Passei as mãos pelo meu cabelo numa tentativa de me concentrar apenas naquela sensação e de me absorver dos meus pensamentos, mas assim que voltei a olhar para as minhas mãos vi uma quantidade imensa de cabelos.

Mais uma consequência da minha ansiedade, não seria a primeira vez que aquilo acontecia.

Então ali permaneci e aumentei a temperatura da água.

Há medida que prolongava o banho o vapor aumentava, transformando o banheiro anteriormente visível, num cómodo coberto de névoa.

Apesar da água a fervelhar que escorria pelo meu corpo, esta não apagava a sensação tão conhecida de sentir as suas mãos, a agarrarem-no abruptamente.

Aliás, invasivamente.

Apesar do barulho da água a escorrer, e do mínimo conforto que me conseguia dar, esta não conseguia apagar o som da minha respiração ofegante.

Invasivo. Era isso que ele era.
Era assim que o meu corpo se sentia,
que eu me sentia.

Ou era nisso que eu queria acreditar? Apesar de o ter aceite inúmeras vezes, e sentir um prazer como nunca outro, com isso.

Não. Não. Não.
Isso não apaga o facto de me sentir assim, não pode, isso não anula a sensação invasiva que ele me deu, que me colocou.

Desligo a torneira exausta pela minha própria mente e pelos pensamentos que a atormentam, e encosto-me diretamente na parede fria, branca e molhada, pressionando, sobretudo, a minha testa e os meus seios.

Não abandonava o meu cérebro.

Gemidos. Promessas. Risos. Discussões.
Mais gemidos.

Oh as tuas promessas.
As tuas malditas promessas.

Derrotada deito-me sobre a água quente, e descanso os meus olhos, numa tentativa de me desligar por completo de toda a minha "realidade" por uns instantes.

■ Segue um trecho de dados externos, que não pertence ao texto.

PR #660, opened 2021-11-09
Fixed a case-sensitive include

oleg68:
This PR fixed cross-compiling compiling on linux with mingw


RossBencina:
@dmitrykos is this the correct fix, or should the file be renamed to have mixed case?

philburk:
The file in PortAudio is all lower case.

Be-ing (approved):
Ubuntu build failures look like unrelated intermittent network error

philburk:
The CI failures were fixed by #665
@oleg68 - You may want to rebase on the latest top of tree.

oleg68:
> The CI failures were fixed by #665 @oleg68 - You may want to rebase on the latest top of tree.

Done

RossBencina:
@dmitrykos it's a small change but we'd like you to confirm whether the correct fix should be to change the include statement or the target file's name. I think it's probably important for the file name to match case with the system version, but I do not know for sure since it seems like many of these include files have had their case changed over time.

dmitrykos (approved):
The fix is ok. In the current Windows SDK (my version - 10.0.19041.0) this file has low-case name.

dmitrykos:
@RossBencina the PR is correct because according to my Windows SDK lookup this filename is in low-case now. In the past it was like in our sources but now not anymore.

PR #665, opened 2021-11-13
CI: use apt-get update to fix libasound2-dev

### LINKED ISSUE #664: CMake CI fails to install libasound2-dev
I created a new pull request for Mac. The CI fails for the CMake Ubuntu builds with this error:

E: Failed to fetch http://azure.archive.ubuntu.com/ubuntu/pool/main/a/alsa-lib/libasound2-dev_1.2.2-2.1ubuntu2.4_amd64.deb  404  Not Found [IP: 52.147.219.192 80]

-Eu sei que é em mim que pensas nos teus pesadelos...- Aquela voz. -E nos húmidos.-Acrescentou por fim.
Esta última palavra soou de forma diferente de tudo o que foi dito anteriormente.
Pois nesta eu pude sentir o sussurrar da sua voz no meu ouvido, juntamente com a sua respiração.

Tal como um dia ouvi.

-Deixa-me em paz. - Digo.

Não era capaz de pronunciar o seu nome.
Não queria dar lhe o proveito disso.

-Deixa-me entrar Amelia. - A sua voz calma sussurrou. Mas eu sei que aquela calma não duraria muito, não agora, não em relação a mim, por mais que o tentasse disfarçar. Ainda me pergunto se numa tentativa de não rebaixar o seu ego ou de não me afastar mais. Talvez uma junção de ambos.

Eu sabia a quantidade de significados que aquelas três palavras pudiam ter. E mais uma vez o meu cérebro voltou a levar-me a locais que eu não queria. Talvez fosse essa a intenção dele.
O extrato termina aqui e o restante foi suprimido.